Task directions => Everything in the listing below needs to be retyped exactly.

Data to process =>
Issue #3820, opened 2020-12-01
Apply clang-tidy modernize-* checks


FrancescoBorzi:
[clang-tidy](https://clang.llvm.org/extra/clang-tidy/checks/list.html) is

> a clang-based C++ “linter” tool. Its purpose is to provide an extensible framework for diagnosing and fixing typical programming errors, like style violations, interface misuse, or bugs that can be deduced via static analysis. 

Among all its [available checks](https://clang.llvm.org/extra/clang-tidy/checks/list.html), there is a collection of `modernize-*` checks that offer automated fixes. It would be nice to apply them to our codebase in order to make it more "modern" and resolve potential issues and warnings.

[This way](https://www.kdab.com/clang-tidy-part-1-modernize-source-code-using-c11c14/) it is possible to run `clang-tidy` and automatically fix the whole codebase.

Current progress:

- [ ] modernize-avoid-bind
- [ ] modernize-avoid-c-arrays
- [ ] modernize-concat-nested-namespaces
- [ ] modernize-deprecated-headers
- [ ] modernize-deprecated-ios-base-aliases
- [ ] modernize-loop-convert
- [ ] modernize-make-shared
- [ ] modernize-make-unique
- [ ] modernize-pass-by-value
- [ ] modernize-raw-string-literal
- [ ] modernize-redundant-void-arg
- [ ] modernize-replace-auto-ptr
- [ ] modernize-replace-disallow-copy-and-assign-macro
- [ ] modernize-replace-random-shuffle
- [ ] modernize-return-braced-init-list
- [ ] modernize-shrink-to-fit
- [ ] modernize-unary-static-assert
- [ ] modernize-use-auto
- [ ] modernize-use-bool-literals
- [ ] modernize-use-default-member-init
- [ ] modernize-use-emplace
- [ ] modernize-use-equals-default
- [ ] modernize-use-equals-delete
- [ ] modernize-use-nodiscard
- [ ] modernize-use-noexcept
- [ ] modernize-use-nullptr
- [ ] modernize-use-override
- [ ] modernize-use-trailing-return-type
- [ ] modernize-use-transparent-functors
- [ ] modernize-use-uncaught-exceptions
- [ ] modernize-use-using

FrancescoBorzi:
@azerothcore/developers @azerothcore/testers  I'm finally done with this. I need reviewers/testers for all the linked PRs, which you can find here:

[...]

PR #3835, opened 2020-12-02
refactor(Core): apply clang-tidy modernize-use-nodiscard

FrancescoBorzi:
- Part of https://github.com/azerothcore/azerothcore-wotlk/issues/3820
- Apply `clang-tidy` with `modernize-redundant-use-nodiscard`
https://clang.llvm.org/extra/clang-tidy/checks/modernize-use-nodiscard.html
- This is a really simple change, no testing needed.

It looks a massive change but what `[[nodiscard]]` does is simply:

> The [[nodiscard]] attribute can be used to indicate that the return value of a function shouldn't be ignored when you do a function call. If the return value is ignored, the compiler should give a warning on this.

so if the build CI passes (means no warnings), we are good to go


FrancescoBorzi:
the build with modules is failing because of a bug in Eluna, fix here: https://github.com/ElunaLuaEngine/Eluna/pull/340

Helias (approved):

PR #3843, opened 2020-12-04
refactor(Core/Social): Cleanup

FrancescoBorzi:
Just a small cleanup


src/server/game/Entities/Player/SocialMgr.cpp
```diff
@@ -315,16 +315,13 @@ PlayerSocial* SocialMgr::LoadFromDB(PreparedQueryResult result, uint64 guid)
     if (!result)
         return social;
 
-    uint8 flags = 0;
-    std::string note = "";
```
FrancescoBorzi, line 319: they are only used inside the `do` block

src/server/game/Handlers/Socialhandler.cpp
```diff
@@ -113,7 +113,7 @@ void WorldSession::HandleAddIgnoreOpcode(WorldPacket& recv_data)
         return;
 
     uint64 IgnoreGuid = MAKE_NEW_GUID(lowGuid, 0, HIGHGUID_PLAYER);
-    FriendsResult ignoreResult = FRIEND_IGNORE_NOT_FOUND;
+    FriendsResult ignoreResult;
```
FrancescoBorzi, line 116: this value was never used, it will be either `FRIEND_IGNORE_SELF`, `FRIEND_IGNORE_ALREADY` or `FRIEND_IGNORE_FULL` (see below)

Viste (approved):

src/server/game/Handlers/Socialhandler.cpp
Viste: Yes, but I decided to leave everything as is.

Si1ker (approved):

PR #4075, opened 2020-12-28
fix(DB/Quest): Shadow Vault Decree

wizzymore:
## Changes Proposed:
- Make Quest Item usable where it normally should be used.
Before:
image
After:
image
I've took in consideration exploiting this under the edge and it is not working ;D

## Issues Addressed:
- Closes https://github.com/azerothcore/azerothcore-wotlk/issues/3284

## Tests Performed:
- Windows

## How to Test the Changes:

.go c 124058
.q a 12943
Try to use the quest item before and after

## Target Branch(es):
- [x] Master

 
## How to Test AzerothCore PRs
 
When a PR is ready to be tested, it will be marked as **[WAITING TO BE TESTED]**.

You can help by testing PRs and writing your feedback here in the PR's page on GitHub. Follow the instructions here:

http://www.azerothcore.org/wiki/How-to-test-a-PR

PR #4081, opened 2020-12-28
chore(CI): Improve error message of check_pending_sql

Kitzunu:


locus313 (approved):

locus313 (approved):

locus313:
Just thought of something else. We probably should change the name of the workflow now too. 
https://github.com/azerothcore/azerothcore-wotlk/blob/master/.github/workflows/check_pending_sql.yml#L1
Maybe just change it to "check-pending-sql"

Kitzunu:
Done

locus313 (approved):

Kitzunu:
Weird stuff that https://github.com/azerothcore/azerothcore-wotlk/pull/4075 does not fail on multiple newlines @locus313 O.o

locus313:
I had forgotten that the `tr -d '\n'` part of the if filters out the new line characters. if we dont do this then we have to change the `tail -c 1` part of the if to include more characters (most likely just change it to 2), but this brings more possibilities of false negatives on the check.

Kitzunu:
F that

Solution for this task =>
Issue #3820, opened 2020-12-01
Apply clang-tidy modernize-* checks


FrancescoBorzi:
[clang-tidy](https://clang.llvm.org/extra/clang-tidy/checks/list.html) is

> a clang-based C++ “linter” tool. Its purpose is to provide an extensible framework for diagnosing and fixing typical programming errors, like style violations, interface misuse, or bugs that can be deduced via static analysis. 

Among all its [available checks](https://clang.llvm.org/extra/clang-tidy/checks/list.html), there is a collection of `modernize-*` checks that offer automated fixes. It would be nice to apply them to our codebase in order to make it more "modern" and resolve potential issues and warnings.

[This way](https://www.kdab.com/clang-tidy-part-1-modernize-source-code-using-c11c14/) it is possible to run `clang-tidy` and automatically fix the whole codebase.

Current progress:

- [ ] modernize-avoid-bind
- [ ] modernize-avoid-c-arrays
- [ ] modernize-concat-nested-namespaces
- [ ] modernize-deprecated-headers
- [ ] modernize-deprecated-ios-base-aliases
- [ ] modernize-loop-convert
- [ ] modernize-make-shared
- [ ] modernize-make-unique
- [ ] modernize-pass-by-value
- [ ] modernize-raw-string-literal
- [ ] modernize-redundant-void-arg
- [ ] modernize-replace-auto-ptr
- [ ] modernize-replace-disallow-copy-and-assign-macro
- [ ] modernize-replace-random-shuffle
- [ ] modernize-return-braced-init-list
- [ ] modernize-shrink-to-fit
- [ ] modernize-unary-static-assert
- [ ] modernize-use-auto
- [ ] modernize-use-bool-literals
- [ ] modernize-use-default-member-init
- [ ] modernize-use-emplace
- [ ] modernize-use-equals-default
- [ ] modernize-use-equals-delete
- [ ] modernize-use-nodiscard
- [ ] modernize-use-noexcept
- [ ] modernize-use-nullptr
- [ ] modernize-use-override
- [ ] modernize-use-trailing-return-type
- [ ] modernize-use-transparent-functors
- [ ] modernize-use-uncaught-exceptions
- [ ] modernize-use-using

FrancescoBorzi:
@azerothcore/developers @azerothcore/testers  I'm finally done with this. I need reviewers/testers for all the linked PRs, which you can find here:

[...]

PR #3835, opened 2020-12-02
refactor(Core): apply clang-tidy modernize-use-nodiscard

FrancescoBorzi:
- Part of https://github.com/azerothcore/azerothcore-wotlk/issues/3820
- Apply `clang-tidy` with `modernize-redundant-use-nodiscard`
https://clang.llvm.org/extra/clang-tidy/checks/modernize-use-nodiscard.html
- This is a really simple change, no testing needed.

It looks a massive change but what `[[nodiscard]]` does is simply:

> The [[nodiscard]] attribute can be used to indicate that the return value of a function shouldn't be ignored when you do a function call. If the return value is ignored, the compiler should give a warning on this.

so if the build CI passes (means no warnings), we are good to go


FrancescoBorzi:
the build with modules is failing because of a bug in Eluna, fix here: https://github.com/ElunaLuaEngine/Eluna/pull/340

Helias (approved):

PR #3843, opened 2020-12-04
refactor(Core/Social): Cleanup

FrancescoBorzi:
Just a small cleanup


src/server/game/Entities/Player/SocialMgr.cpp
```diff
@@ -315,16 +315,13 @@ PlayerSocial* SocialMgr::LoadFromDB(PreparedQueryResult result, uint64 guid)
     if (!result)
         return social;
 
-    uint8 flags = 0;
-    std::string note = "";
```
FrancescoBorzi, line 319: they are only used inside the `do` block

src/server/game/Handlers/Socialhandler.cpp
```diff
@@ -113,7 +113,7 @@ void WorldSession::HandleAddIgnoreOpcode(WorldPacket& recv_data)
         return;
 
     uint64 IgnoreGuid = MAKE_NEW_GUID(lowGuid, 0, HIGHGUID_PLAYER);
-    FriendsResult ignoreResult = FRIEND_IGNORE_NOT_FOUND;
+    FriendsResult ignoreResult;
```
FrancescoBorzi, line 116: this value was never used, it will be either `FRIEND_IGNORE_SELF`, `FRIEND_IGNORE_ALREADY` or `FRIEND_IGNORE_FULL` (see below)

Viste (approved):

src/server/game/Handlers/Socialhandler.cpp
Viste: Yes, but I decided to leave everything as is.

Si1ker (approved):

PR #4075, opened 2020-12-28
fix(DB/Quest): Shadow Vault Decree

wizzymore:
## Changes Proposed:
- Make Quest Item usable where it normally should be used.
Before:
image
After:
image
I've took in consideration exploiting this under the edge and it is not working ;D

## Issues Addressed:
- Closes https://github.com/azerothcore/azerothcore-wotlk/issues/3284

## Tests Performed:
- Windows

## How to Test the Changes:

.go c 124058
.q a 12943
Try to use the quest item before and after

## Target Branch(es):
- [x] Master

 
## How to Test AzerothCore PRs
 
When a PR is ready to be tested, it will be marked as **[WAITING TO BE TESTED]**.

You can help by testing PRs and writing your feedback here in the PR's page on GitHub. Follow the instructions here:

http://www.azerothcore.org/wiki/How-to-test-a-PR

PR #4081, opened 2020-12-28
chore(CI): Improve error message of check_pending_sql

Kitzunu:


locus313 (approved):

locus313 (approved):

locus313:
Just thought of something else. We probably should change the name of the workflow now too. 
https://github.com/azerothcore/azerothcore-wotlk/blob/master/.github/workflows/check_pending_sql.yml#L1
Maybe just change it to "check-pending-sql"

Kitzunu:
Done

locus313 (approved):

Kitzunu:
Weird stuff that https://github.com/azerothcore/azerothcore-wotlk/pull/4075 does not fail on multiple newlines @locus313 O.o

locus313:
I had forgotten that the `tr -d '\n'` part of the if filters out the new line characters. if we dont do this then we have to change the `tail -c 1` part of the if to include more characters (most likely just change it to 2), but this brings more possibilities of false negatives on the check.

Kitzunu:
F that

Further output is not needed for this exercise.